We ask: How does saving and restoring registers affect execution time as the code changes?
Scenario Under Consideration
Analyze the time complexity of the following ARM assembly snippet that saves and restores callee-saved registers.
push {r4-r7, lr} // Save registers on stack
... // Function body instructions
pop {r4-r7, pc} // Restore registers and return
This code saves four registers before the function runs and restores them before returning.
Identify Repeating Operations
Look for repeated actions that take time.
- Primary operation: Saving and restoring each callee-saved register to/from the stack.
- How many times: Once per function call, for each register saved.
How Execution Grows With Input
As the number of callee-saved registers increases, the time to save and restore grows linearly.

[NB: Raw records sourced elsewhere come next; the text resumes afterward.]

Issue #5060, opened 2024-10-17
[BUG] when navigating from an LLM span to the playground, the variables in the inputs is stale


mikeldking:
**Describe the bug**
Going from an llm span to the playground produces incorrect "question" variable value

<img width="1810" alt="Screenshot 2024-10-16 at 10 02 06 PM" src="https://github.com/user-attachments/assets/01f182c3-b18f-41a1-b610-8eed82a06b90">

cephalization:
I have a TODO comment to address this, came sooner than expected 😂

PR #5067, opened 2024-10-17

| Number of Registers (n) | Approx. Operations |
|---|---|
| 4 | 8 (4 push + 4 pop) |
| 8 | 16 (8 push + 8 pop) |
| 16 | 32 (16 push + 16 pop) |
Pattern observation: Doubling registers doubles the save and restore operations.
Final Time Complexity
Time Complexity: O(n)
This means the time to preserve registers grows directly with how many registers you save and restore.
Common Mistake
[X] Wrong: "Saving registers takes constant time no matter how many are saved."
[OK] Correct: Each register requires a separate save and restore step, so more registers mean more work.
Interview Connect
Understanding how saving registers scales helps you write efficient low-level code and shows you grasp how function calls impact performance.
Self-Check
What if we used a different calling convention that saves fewer registers? How would the time complexity change?